Third, all the GCMs that underperform the Callendar formula run too hot. It seems evident to me (and I do not claim that this observation is original) that the range of IPCC models do not fully sample the range of physically possible or even plausible GCMs at lower sensitivities. Perhaps it’s time that the climate community turned down some of the tuning knobs.

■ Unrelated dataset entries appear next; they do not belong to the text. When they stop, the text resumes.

PR #6047, opened 2022-11-01
zuse: change team:title to return false for moons

bacwyls:
in the past, `+team` meant "our / our moon", but it has been primarily used to represent "our".

Moons as having the full permissions of their parents doesn't make a lot of sense anymore.

I've combed through the uses of `+team` throughout urbit/urbit and I'm quite sure that each instance is better off as just "our".

This looks like the more elegant solution (instead of changing each instance of `+team`)

@philipcmonk

### DIFF
--- a/pkg/arvo/sys/zuse.hoon
+++ b/pkg/arvo/sys/zuse.hoon
@@ -5004,12 +5004,16 @@
         /(scot %p our)/sein/(scot %da now)/(scot %p who)
     ==
   ::                                                    ::  ++team:title
-  ++  team                                              ::  our / our moon
+  ::   in the past, this meant "our / our moon", but    ::
+  ::   it has been primarly used to represent "our"     ::
+  ::                                                    ::
+  ::   moons as having the full permissions of their    ::
+  ::   parents doesn't make a lot of sense anymore      ::
+  ::                                                    ::
+  ++  team
     |=  [our=ship who=ship]
     ^-  ?
-    ?|  =(our who)
-        &(?=(%earl (clan who)) =(our (^sein who)))
-    ==
+    =(our who)
   --  ::title
 ::                                                      ::
 ::::                      ++milly                       ::  (2k) milliseconds
--- a/pkg/arvo/sys/zuse.hoon
+++ b/pkg/arvo/sys/zuse.hoon
@@ -4928,7 +4928,7 @@
         =<  q.q  %-  need  %-  need
         (rof ~ %j `beam`[[our %sein %da now] /(scot %p who)])
       --
-  ::  middle core: for userspace use, with .^
+  ::  middle core: stateless queries for default numeric sponsorship
   ::
   =>  |%
       ::                                                ::  ++clan:title
@@ -4968,7 +4968,7 @@
           %pawn  (end 4 who)
         ==
       --
-  ::  surface core: stateless queries for default numeric sponsorship
+  ::  surface core: for userspace use, with .^
   ::
   |%
   ::                                                    ::  ++cite:title
@@ -5003,17 +5003,25 @@
         %j
         /(scot %p our)/sein/(scot %da now)/(scot %p who)
     ==
+  ::  +team was created with two meanings:
+  ::    A. her / her moon
+  ::    B. whoever should be able to control her ship
+  ::
+  ::  these two things aren't obviously equal anymore,
+  ::  and it's more important for +team to satisfy B than A,
+  ::  so now +team just means "her".
+  ::
+  ::  (ships can definitely be trusted to control themselves)
   ::                                                    ::  ++team:title
-  ::   in the past, this meant "our / our moon", but    ::
-  ::   it has been primarly used to represent "our"     ::
-  ::                                                    ::
-  ::   moons as having the full permissions of their    ::
-  ::   parents doesn't make a lot of sense anymore      ::
-  ::                                                    ::
-  ++  team
-    |=  [our=ship who=ship]
+  ++  team                                              ::  her
+    |=  [her=ship who=ship]
     ^-  ?
-    =(our who)
+    =(her who)
+  ::                                                    ::  ++moon:title
+  ++  moon                                              ::  her moon
+    |=  [her=ship who=ship]
+    ^-  ?
+    &(=(%earl (clan who)) =(her (^sein who)))
   --  ::title
 ::                                                      ::
 ::::                      ++milly                       ::  (2k) milliseconds


philipcmonk:
I think I agree with this change.

The idea way back when was that the moon would relay everything through its planet, but that's not how moons have ended up being used.

A better solution would be a way to tag some ships (presumably your moons, but not necessarily) as having "team" powers, and using that for things like local devices which are actually supposed to be the same as you, if we ever build out that use-case.

joemfb:
I don't think this change makes sense. `+team:title` was added specifically for this use-case (urbit/arvo#221) -- If it's just `=(our who)`, it doesn't make much sense to keep it around and keep calling it.

I continue to think the use-case of moons controlling the planet is an important one, but it obviously hasn't been a high priority to polish it, and many are attached to using moons in other ways. A configurable `team` would be a great feature, and probably not that hard to build.

philipcmonk:
Making this change allows it to be repurposed later on for a configurable team, while going through and changing everything to `=(our who)` makes that a little harder.  I'm fine with accepting this change to leave that door open for later, or removing +team in a kelvin update and telling app devs to change their call-sites.  I think both of those are better than leaving the status quo where moon usage is handicapped by having these unused open permissions.

bacwyls:
For a configurable team, there would need to be some persisted state that the admin can readily change. It seems to me that this would make the most sense as a gall agent, in which case +team would probably still be deprecated in zuse.

I'm not sure such an agent has a good place in urbit core (perhaps better as a third party app or dependency), and if it does, +team in zuse would have to scry from an agent, which seems like poor practice.

It seems pretty clear to me that +team has been misused. I can't find an instance of it where it wouldn't be better off as `=(our src)` until there is something more like a configurable team.

This is pressing now that there are so many moons on the network. Many of these moons are imperfectly secure, and many of them are children of parent ships containing sensitive data.

lukestiles:
> This is pressing now that there are so many moons on the network. Many of these moons are imperfectly secure, and many of them are children of parent ships containing sensitive data.

This seems important. If a moon can be spun up and effectively have a firewall between it and the planet, that would be a good thing.

joemfb:
@bacwyls the state for a configurable `+team` would belong in `%jael`, the gate would scry for the state (much like `+sein:title` and other arms in that core).

bacwyls:
@joemfb I see. I guess my intuition was that the other arms in title that scry from jael are reading implicit data about keys, whereas this would be additional metadata. But considering this kind of change in jael gets a little outside of my wheelhouse.

eamsden:
I believe this change would result in *more* security difficulties later. If `team:title` is functionally equivalent to `|=(@p =(- our)` then programmers will use it that way, and a later re-expansion to a scried set of "team ships" would introduce greater permissions than intended.

Either proper configurable teams should be built now, or apps should replace `(team:title src)` with just `=(our src)`. Maybe we should offer a linter.

philipcmonk:
We shouldn't build configurable teams into the kernel until we have at least one real use for them.  That's exactly what got us into this mess.

> Either proper configurable teams should be built now, or apps should replace `(team:title src)` with just `=(our src)`.

Both of these are significantly more work, and I'm not sure it's worth the effort compared to what else we could be doing.

"If we're not careful we'll have too lax of permissions in the future" is not a convincing argument against fixing too lax of permissions now.  We can still remove +team later on if we make this change.

joemfb:
The one real use-case is "run your planet in the cloud, moons on your devices, control your planet from your devices". This is not a new idea, it was the primary explanation for moons for a few years, and it's currently encoded in the stdlib (`+team:title`, `+cite:title`, and probably elsewhere in similar patterns). It was most real back when we used `:talk` in the terminal, and has become incrementally less so over time. For it to work well, it can't simply be ad-hoc; it needs to be baked into the system in a pretty fundamental way.

I agree that now (ie, this PR) is not the time to spec or build out this feature or use-case more generally. So I guess if we plan to do so, it makes sense to leave `+team:title` around as a stub for it (there's a good chance we could make it work with the same interface). If we're abandoning the use-case, we should just remove the arm (a bigger diff, but not a difficult change).

So I've talked myself full circle: I think a configurable team is worth prioritizing, and these changes are a fine step towards that. (They should probably include a comment to that effect.)

eamsden:
> "If we're not careful we'll have too lax of permissions in the future" is not a convincing argument against fixing too lax of permissions now. We can still remove +team later on if we make this change.

Sorry, this is an e.g. in my argument, not my argument. My argument is that this change amounts to changing the spec of +team, so that we can change it again later, and amounts to planning instability in the API. The counterargument is "the spec for +team is 'whoever should be able to control your ship.'" If that is the case, we need to put that in a comment and make sure the developer docs are very loud that this has changed.

bacwyls:
I'd encourage anyone thinking about this PR to look through urbit/urbit for +team. all ~70 of the occurrences will be affected by this PR. And I think it's important context for the more broad conversation at hand.

In doing so myself, I noticed [an inaccurate use of +team](https://github.com/urbit/urbit/blob/master/pkg/landscape/app/contact-pull-hook.hoon#L57) which is worth noting, but not of immediate importance. note the wrong order of arguments

matildepark:
It's also fairly common to see it in use in third-party userspace development.

bacwyls:
I agree @eamsden that this amounts to changing the formal spec of `+team`, and it's best not to plan API instability.

Developers are already informally using `+team` as "whoever should be able to control your ship",  rather than strictly `our`.

`+team` is not only failing to meet this expectation, but is also poking security holes in apps. So I think this change makes sense as simultaneously moving towards the more prominent informal spec, and patching up the security issue.

What would everyone think of the following?
```hoon
  ::                                                    ::  ++team:title
  ::  whoever should be able to control your ship       ::
  ::  (just you, for now)                               ::
  ::                                                    ::
  ::  -----------------------------------------------   ::
  ::  +team was created to mean "our / our moon", but   ::
  ::  it has only been used for gating access to admin  ::
  ::  priviledges.                                      ::
  ::                                                    ::
  ::  This presents a risk because people are tending   ::
  ::  use moons in low-security contexts.               ::
  ::                                                    ::
  ::  Thus, +team has been temporarily changed to just  ::
  ::  represent "our".                                  ::
  ::                                                    ::
  ::  This change is planned to be in effect until      ::
  ::  +team can represent a configurable set of admin   ::
  ::  ships.                                            ::
  ::                                                    ::
```

eamsden:
From @xiphiness / ~sarpen-laplux in The Forge - core:

> proposal for team change: break the function signature, making it our + now + src, so you could later build some store to scry that manages your team, but for now just asserts =(src our). this way, it forces any app developers who might be using team for moons to be alerted of the change

I think I'd find this preferable to silently changing it underneath people.

matildepark:
Breaking everyone's apps so they know userspace permissioning is happening?

bacwyls:
I feel that the dev ecosystem is still small enough that no one would be blindsided by this change. The means exist to notify all relevant parties before it goes out.

In which case, the vast majority of devs will just shrug, and one or two of them may have to change a line of code to restore functionality. That seems like a good set of outcomes.

as pointed out by ~novlud-padtyv, `+team` in its originally intended functionality is probably still good to have in zuse.

I wonder if it makes sense to offer a new arm in title with the original functionality of `+team`. then any devs who are legitimately affected by the change would be able to just search&replace. I just cant think of another four letter word.

joemfb:
Adding `now` to the sample is a good idea. You could put the old implementation at `^team:title`, using the same pattern as `+sein` and `+saxo`. (While you're at it, the "middle core" and "surface core" comments are wrong, their positions should be reversed.)

bacwyls:
@joemfb like so?
```hoon
  ::  whoever should be able to control your ship       ::
  ::  (just you, for now)                               ::
  ::                                                    ::
  ::  -----------------------------------------------   ::
  ::  +team was created to mean "our / our moon", but   ::
  ::  it has only been used for gating access to admin  ::
  ::  priviledges.                                      ::
  ::                                                    ::
  ::  This presents a risk because people are tending   ::
  ::  to use moons in low-security contexts.            ::
  ::                                                    ::
  ::  Thus, +team has been temporarily changed to just  ::
  ::  represent "our".                                  ::
  ::                                                    ::
  ::  This change is planned to be in effect until      ::
  ::  +team can represent a configurable set of admin   ::
  ::  ships.                                            ::
  ::                                                    ::  ++team:title
```
wasn't sure how to do the comment because the other title arms use the following style
```
  ::                                                    ::  ++team:title
  ++  team                                       ::  our / our moon
```
and all this info wont fit nicely in the margin

bacwyls:
should i go through and change the 62 `+team` calls across `/pkg/`? otherwise this PR will just break tons of code and each maintainer in pkg will have to add `now` to a function call that does nothing with `now`. editing all these other peoples code almost seems worse than breaking a semantic that would affect none of them.

tacryt-socryp:
Doesn't it seem a little absurd to change this functionality rather than expecting devs to just put a normal equality check `=(who ship)`? `+team:title` doesn't have a broken semantic.

bacwyls:
it definitely seems absurd but i dont think it actually is.

philipcmonk:
@tacryt-socryp None of the proposals here are absurd.  It's easy to claim any of them are, but it's  not helpful.  As I see it they are:

- 1: Leave status quo.  Bad because it's an active vulnerability on the network.
- 2: Yell at people to change to `=(our src)`.  Bad because people likely won't change, so it'll remain an active vulnerability on the network.
- 3: Change/add alongside a version of `+team` which includes `now` for people to use which will one day scry for a configurable team.  Bad because it's building complexity for a feature that may never exist in that form.
- 4: Change the name but recommend people to change to `=(our src)`.  Bad because it requires every app developer to change their code, which a is a lot of time that we could be spending on something useful.
- 5: Change +team to be `=(our src)`.  Bad because some people may rely on this including moons (one known case).

As I see it, 4 and 5 are the only acceptable options.  For anyone currently using +team to mean moons, both require them to change code.  For anyone currently using +team to mean "ships with root access", 4 requires a change and 5 does not.  Both break backward compatibility for at least one person, so probably either should be in a kelvin change.  A kelvin change gives us permission to do that, and we can call out what devs should be expected to change.

tacryt-socryp:
If people are issuing moons willy-nilly, doesn't that seem like a *them* problem? There aren't that many app developers at this point. Many could just be asked to take a look at their code for instances of `+team:title`, update, and get on with it.

bacwyls:
>If people are issuing moons willy-nilly, doesn't that seem like a them problem?

No, I think it should be encouraged. Why would we not want people to give out moons? Because it's a security problem? Ok, let's fix the problem.

philipcmonk:
> If people are issuing moons willy-nilly, doesn't that seem like a *them* problem?

I'm not even talking about giving moons to other people, common usage of moons includes as quarantine zones to install apps, places to develop, places to distribute apps, etc.  None of those should have default access to everything on my planet.

This is a legitimate security problem caused by us using and telling people to use +team:title in a particular way.  I can understand a response like "there are other more important security issues", but not a denial of the problem.

> There aren't that many app developers at this point. Many could just be asked to take a look at their code for instances of `+team:title`, update, and get on with it.

That is not an acceptable way to solve a security problem like this because many won't.  You have to make it either default secure or force them to make an explicit choice.

tacryt-socryp:
So the solution is to burn a kelvin to make the semantics of `+team:title` essentially a pass-through for `=(who ship)` because of a poor development practice / bad past messaging regarding its use? Doesn't that seem extreme?

philipcmonk:
If recommended best practice turns out to be insecure, you can't afterward blame it on the devs who believed you.  Security issues often can't be fixed in a backward-compatible way precisely because the old way was insecure.  Backward-incompatible changes happen during kelvin upgrades.

The outstanding question is whether that change should be to the implementation of +team or to (re)move +team.  Work-wise, it's a trolley problem where one branch requires one person to make a change, and the other requires that person to still make a change but also a bunch of other people to make changes.  But at least we don't have to introduce the concept of deprecation.

bacwyls:
## What should the kernel have to say about moons?

Right now, in a roundabout way, the kernel considers all moons to be admins.

Whether you agree with that or not, this is poorly defined, accidental behavior.

Is it not worth a kelvin to clarify this?

Moons are one of the most basic pieces of urbit. We shouldnt all be sitting around debating about what they are. It should be clearly defined in code.

bacwyls:
BTW, I think all moons should definitely NOT be admins. So to me, its even more worth clarifying.

To any question:
>Should X be admin?

The answer should be:
>Does it have to?

bacwyls:
`+team` and its misuse **implicitly** declare that all moons are admins.

### permissions have to be explicit.

`+team` itself is obviously just a simple util, so the kernel is *technically neutral*.

maybe we can leave it alone and spare the kelvin tick but `+team` calls would have to be replaced almost everywhere and everyone would have to agree to stop misusing `+team`, a simple util about moons, it to mean "root"

belisarius222:
How about this:

We (i.e. Tlon, UF, and the other people commenting on this issue) make a lot of noise about how apps should stop using `+team:title` in their request handlers, and we use social pressure to encourage devs to make the change.  This includes:
- email the urbit-dev mailing list with an all-caps title
- post issues on all known github repos, or even PRs that fix the issue
- tweet about this from all major urbit accounts
- DM all known devs on urbit
- after a short grace period, publish a list of apps known to still have this vulnerability, discouraging people from using them until the hole is closed

Each dev will just need to publish one easy change to a few lines of code; it should be quite a quick process.  For the (relatively few) people who have given moons to people they don't trust, if they're worried the moons could commandeer their planets, they could turn off any apps that haven't been fixed, which should show up on the list of unsafe apps.

This approach has the following advantages:
- no code changes to Arvo, meaning it won't be blocked on other work or block ongoing release efforts
- it doesn't break backward compatibility or burn an extra Kelvin
- it begins to establish a cross-organization social system for dealing with security issues
- it's fairly low-effort and the effort can be easily distributed across many people

Redefining or removing `+team:title` entails a degree of paternalism that I think would only be warranted if some of the following counterfactuals were true:
- if the issue were more severe or widespread (such as something that allowed private data exfiltration from arbitrary ships)
- if the fix involved more than a small amount of time for each dev
- if the expected level of general security were higher
- if there were more app devs, some of whom had published closed-source apps or weren't known to us personally

I think it's easy for those of us who've been around the project for a while to underestimate the importance of maintaining backward compatibility in the standard library -- it's only the past year that it's really mattered at all.  I think among other things, we should treat this as an exercise in learning to avoid unneeded API breakage.

bacwyls:
@belisarius222 I think it's a good idea. Trust me I don't want to be the guy responsible for a kelvin tick everyone hates. and I'm willing to put together the +team -> =(our src) changes in urbit/urbit. to be clear, though, there are many occurrences in pkg/arvo/ that would need patching. just maybe not arvo proper. idk how that terminology works.

also: who will be in charge of DMing devs, keeping a list of +team uses, publishing the list, etc? Maybe UF would be willing put someone on it so core devs can core dev in peace.

philipcmonk:
That's a very bad approach to security, and we really should not get into the habit of thinking we can "solve" security problems by having an open line to every developer.

This API is insecure because of how we've advertised it.  When an API is insecure, you must either change the API to become secure or break the API.  It must fail closed.  If you just tell people to review their usage of it, you *will* miss cases of it.  Are you sure you can get all apps updated?  What about random tutorials on blogs?  Even if we could do it for this issue, it absolutely does not scale to more people developing on Urbit.

Broadly, you seem to be saying that our general level of security and backward compatibility are both not very high, but that we should prioritize getting good at backward compatibility before security.  I think that's not true: security should generally be prioritized over backward compatibility.

Additionally, what you're proposing is much more work than just merging this PR.  Option 4 is also at least 10x the work.  There are countless small security problems like this, and we can't afford to spend that much time on each one.  If a change like this takes that many developer-days, kernel development will completely ossify.

4 and 5 are viable in my mind, and I lean toward 5 because the theoretical advantage of "we removed +team" over "we redefined +team" is very dubious in my mind, and the practical advantage is very concrete.  If you're concerned that someone might not realize the definition of +team is changing, feel free to do the same comms blitz.

tacryt-socryp:
The API isn't insecure. `+team:title` is a basic utility for determining whether a ship is our moon or not. It is documented as such. If you hate the word `+team` and want to make a breaking change, change the name to `+moon` and exclude `our` from its return.

Screen Shot 2022-11-04 at 8 16 43 AM

bacwyls:
@tacryt-socryp 
its the same thing, just way more time and effort.

and i still wouldn't call it a breaking change if we just leave something in the place of +team that works *better* for almost everyone.

the strict, "moon", use of +team is not so useful that it must be spared at all costs.

## counterpoint
I dont think i see +team as "our" in k0. maybe sticks around for a while as scar tissue and someone else figures out what to do about it in 300 years when they have a better idea of what the hell is going on. we can even save them a kelvin for that specific purpose, so they can justify it to their martian boss.

belisarius222:
> we really should not get into the habit of thinking we can "solve" security problems by having an open line to every developer.

If we tried to address every security issue by asking userspace devs to change their code, then yes, of course that doesn't work.

There is another side to this, though: we also shouldn't get into the habit of thinking we need to wade in to every userspace security problem and make breaking changes to the kernel to fix their mistakes.  We can't burn a Kelvin every time some app dev makes a typo.

On one end of the spectrum, there are vulnerabilities like Meltdown/Specter, which is widespread, severe, and for which systems software should take full responsibility; on the other end, there could be bug in some app with just a few users, where they, say, used `min` instead of `max` and opened up a security problem: this affects only the one app, and only a few users, and it's a specific problem.  Clearly the kernel should not redefine `min` to be `max` to fix this.

In my view, given the factors I laid out in my previous comment, userspace devs should fix it themselves.  Not all of them will -- but all of them can, with just a few lines of code.

> Broadly, you seem to be saying that our general level of security and backward compatibility are both not very high, but that we should prioritize getting good at backward compatibility before security. I think that's not true: security should generally be prioritized over backward compatibility.

I don't think either security or backcompat should have a strict categorical precedence over the other.  We'll have to use our judgment on a case-by-case basis, and as I wrote earlier, in this particular case my judgment is that the security issue isn't severe enough to be worth breaking backward compatibility.

For now we're just play-acting at both security and backward compatibility, neither of which meaningfully exist.  We're also play-acting that this is a severe security vulnerability, as if we just discovered Specter/Meltdown -- but it's not.  If nobody did anything at all about this, how many people's data would be exfiltrated over the next, say, three months? 

As far as I know, there's no reason to believe this issue has been exploited at all, despite having existed for at least a year or so.  If that's wrong and lots of people are having problems with this, then I will reverse my opinion on this whole issue.  Otherwise, this isn't some desperate situation where we must take direct, vigorous action to save the network.  If one of those does happen, then of course, we'll do whatever we need to do, and backcompat might be the least of our concerns.

> Additionally, what you're proposing is much more work than just merging this PR. Option 4 is also at least 10x the work. There are countless small security problems like this, and we can't afford to spend that much time on each one. If a change like this takes that many developer-days, kernel development will completely ossify.

You claim my way is "much more work", but that's not true for the kernel.  My way requires zero changes to the kernel -- your way requires one.  Asking userspace devs to fix userspace problems scales better than the kernel stepping in to fix the problems for them.  This is what I meant by "paternalism" in my previous message.  Again, I'm not categorically opposed to it, I'm just not convinced it's the right move here.

In any case, much more work has gone into debating this than will go into whatever code change gets made.  This begs the question: why is there a debate about this at all?  Shouldn't it be a clear case of closing a security hole?  

@philipcmonk In my opinion your strongest point is that this security hole can be closed (at least for the people who perform the kernel update) with a one-line change to the kernel, with only minimal negative externalities.  It's a good point.  I think this debate is occurring because developers strongly dislike backward compatibility being broken.  I don't think you've weighed this heavily enough in analyses of how much work these different options involve, because convincing devs to accept breaking kernel changes evidently also requires work.

I think it feels like a loss, or maybe a betrayal, when the kernel breaks backcompat.  In this case it's more psychological than practical, since there's not that much code involved either way.  Interestingly, @tacryt-socryp's approach that replaces `+team:title` with the slightly different `+moon:title` doesn't irk me the way redefining `+team:title` as an equality check on `our` would.  I think the reason is that the resulting API is at least as good as what we have now (it seems cleaner to me -- and less prone to this form of misuse), whereas if we keep a neutered `+team:title` that isn't useful, we lose functionality.

> 4: Change the name but recommend people to change to =(our src). Bad because it requires every app developer to change their code, which a is a lot of time that we could be spending on something useful.
> 5: Change +team to be =(our src). Bad because some people may rely on this including moons (one known case).
> As I see it, 4 and 5 are the only acceptable options. For anyone currently using +team to mean moons, both require them to change code. For anyone currently using +team to mean "ships with root access", 4 requires a change and 5 does not. Both break backward compatibility for at least one person, so probably either should be in a kelvin change. A kelvin change gives us permission to do that, and we can call out what devs should be expected to change.

In this paragraph, you're lumping two different things into "backward compatibility": 1) user-facing app behavior remaining the same, and 2) dev-facing backward compatibility of the kernel's standard library.  To fix this security issue, user-facing app behavior must change, at least for those people who use moons in certain ways for certain apps; as I've expressed here, I remain unconvinced we need to break kernel backward compatibility for this.

bacwyls:
I think theres another important factor here aside from security and backcompat:

### The value and utility of moons, now and indefinitely into the future.

a user asks:
>is my moon automatically a root user to my planet?

we respond with:
>the kernel doesnt say, exactly. but it provides a util called +team and people tend to use it as meaning "admin" because we told them to. but now we think we shouldnt have told them to. but its ok because we never did anything about it. so moons being admins is really a matter of personal taste-

instead of just:
>No

if theres no clear answer about moon perms, they will be insecure forever. and it might just not be clear enough to suggest everyone to cease a bad habit that is rapidly turning into a defacto standard.

also, the organizational nuances of @belisarius222 proposed solution are still unsolved, and no one has taken responsibility for them.

philipcmonk:
> In any case, much more work has gone into debating this than will go into whatever code change gets made. This begs the question: why is there a debate about this at all? Shouldn't it be a clear case of closing a security hole?

Yes, for sure.  We break backward compatibility on every kelvin upgrade, and nobody bats an eye.  The reason this is a debate is it's a relatively accessible decision in a way that eg #6041 is not.  It's classic bikeshedding.

> @philipcmonk In my opinion your strongest point is that this security hole can be closed (at least for the people who perform the kernel update) with a one-line change to the kernel, with only minimal negative externalities. It's a good point. I think this debate is occurring because developers strongly dislike backward compatibility being broken. I don't think you've weighed this heavily enough in analyses of how much work these different options involve, because convincing devs to accept breaking kernel changes evidently also requires work.

If backward compatibility means 99% of uses must change, of what use was the compatibility?

> The API isn't insecure. +team:title is a basic utility for determining whether a ship is our moon or not. It is documented as such.

That's just not true.  We've constantly told people to use it for permissions checks (has anybody used it for anything else?), and we can't now come back and blame devs for believing us.

>  on the other end, there could be bug in some app with just a few users, where they, say, used min instead of max and opened up a security problem: this affects only the one app, and only a few users, and it's a specific problem. Clearly the kernel should not redefine min to be max to fix this.

This a bad example because in that case app devs made a mistake.  For +team, app devs did nothing wrong, they followed recommended best practice.

> in this particular case my judgment is that the security issue isn't severe enough to be worth breaking backward compatibility....  As far as I know, there's no reason to believe this issue has been exploited at all, despite having existed for at least a year or so.

By this measure, Urbit has no significant security issues.  While not the most impactful security issue, it's one of the most obvious and it's often brought of up when talking about security for that reason.

I'm going to try and lay out my argument point-by-point so we can see precisely which steps we disagree on.

A. Using moons as equal in permissions to their planets by default is a bad idea.

B. We recommend the use of `+team:title` for this purpose ([here](https://developers.urbit.org/guides/core/app-school/7-sur-and-marks#permissions) and many times informally), and [many devs use it for that](https://github.com/search?p=1&q=%22team%3Atitle%22+extension%3Ahoon&type=Code).

C. When in conflict, security should be valued over compatibility.  If we're going to larp one of them, it should be security.

D. Changing our recommendation and doing a comms blitz will not catch all cases of `+team:title` being used incorrectly.

E. In general, a comms blitz is insufficient to communicate a security vulnerability that arises from normal usage of an API.  We have to either deprecate or alter the API.

F. Altering the API is trivial, deprecating it takes much more work.

G. This whole issue is far from the most important thing we could be doing, so the trivial change should be strongly preferred as long as it's not worse than status quo.

matildepark:
A and B -> There could be cases where you’d make apps for ships that do use moons as devices though. Then the utility for doing so simply wouldn’t exist.

(I’d even support team working for stars to planets as planets to moons, if someone really wants it to work like that…)

Sorry, I’ll recuse myself.

tacryt-socryp:
Again, if you care enough about the security concern to break backward compatibility, write a utility of another name called `+moon:title` or something that returns `%.y` for any moon of the input ship and makes them easily accessible and add that as well as the `+team` change.

philipcmonk:
> Again, if you care enough about the security concern to break backward compatibility, write a utility of another name called +moon:title or something that returns %.y for any moon of the input ship and makes them easily accessible and add that as well as the +team change.

That's reasonable.  It's easy enough to change +team like in this PR plus adding a `+moon:title` that has the same behavior as `+team:title` currently has.

tacryt-socryp:
I don't even care if it contains the `=(who ship)` check (in other words, it doesn't need the same behavior). It just needs to be an easy to call, useful utility for telling if the ship is a moon of the ship in question.

ashelkovnykov:
I don't see this as a security issue. I agree that `+team:title` is a neutral utility tool. Any use of it as a security check in a situation where moons should not have permissions is a usage bug. Such cases in the kernel should be fixed. Such uses in userspace code should be discouraged.

My preferred solution is a lower-cost version of what @belisarius222 suggests:
- Send out an email to the dev mailing list warning devs to double-check their intent
- Post message in `[battery payload]` dev group
- Add to "best practices" documentation
- Make a note of it for the future (for audits or some such)

TL;DR - SWIM AT OWN RISK

bacwyls:
ig my main point is that the status quo is so bad that it threatens to make moons useless forever if not properly addressed.

i like the idea of adding `+moon:title` a lot.

As a slight improvement on `+team`, I suggest that its documented as "her / her moon" rather than our.

philipcmonk (approved):
Based on the above discussion, I think this is the right solution.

Finally, Callendar 1938 closed with the relatively optimistic comment that, in addition to the direct benefits of heat and power, there would be indirect benefits at the northern margin of cultivation, through carbon dioxide fertilization of plant growth and even delay the return of Northern Hemisphere glaciation:
it may be said that the combustion of fossil fuel, whether it be peat from the surface or oil from 10,000 feet below, is likely to prove beneficial to mankind in several ways, besides the provision of heat and power. For instance the above mentioned small increases of mean temperature would be important at the northern margin of cultivation, and the growth of favourably situated plants is directly proportional to the carbon dioxide pressure (Brown and Escombe, 1905): In any case the return of the deadly glaciers should be delayed indefinitely.
This last comment was noted up in Hawkins and Jones 2013, who sniffed in contradiction that “great progress” had subsequently been made in determining whether warming was “beneficial or not”, bowdlerizing Callendar by removing Callendar’s reference to direct benefits (heat and power) and carbon dioxide fertilization:
Since Callendar (1938), great progress has been made in understanding the past changes in Earth’s climate, and whether continued warming is beneficial or not. In 1938, Callendar himself concluded that, “the combustion of fossil fuel [. . .] is likely to prove beneficial to mankind in several ways” , notably allowing cultivation at higher northern latitudes, and because, “the return of the deadly glaciers should be delayed indefinitely”.
Postscript
As noted above, my attention was drawn to Callendar 1938 by occasional CA reader Phil Jones in Hawkins and Jones (2013) (here), which was discussed by coauthor Hawkins here.
Hawkins and Jones (2013) focused on one small aspect of Callendar’s work: his compilation of World Weather Records station temperature data into zonal and global temperature anomalies, in effect, delimiting Callendar, whose contribution was much more diverse, as a sort of John the Baptist of temperature accountancy, merely preparing the way for Phil Jones.
They noted that Callendar was “meticulous” in his work, an adjective that future historians will find hard to apply to present-day CRU. Hawkins and Jones observed that Callendar’s original working papers and station histories had been carefully preserved (at the University of East Anglia). The preservation of Callendar’s original work at East Anglia seems all the more remarkable given that Jones’ CRU notoriously reported that it had failed to preserve the original CRUTEM station data supposedly because of insufficient computer storage – an excuse that ought to have been soundly rejected by the climate community at the time, but which seems even more laughable given the preservation of Callendar’s records.
Postscript2: “Were Callendar’s Estimates Accurate?” is in the background to Richard Allen’s pod-snippet linked by Bishop Hill here. The screenshot in the background appears to be from the poster presentation by Hawkins and Jones – an odd choice of background.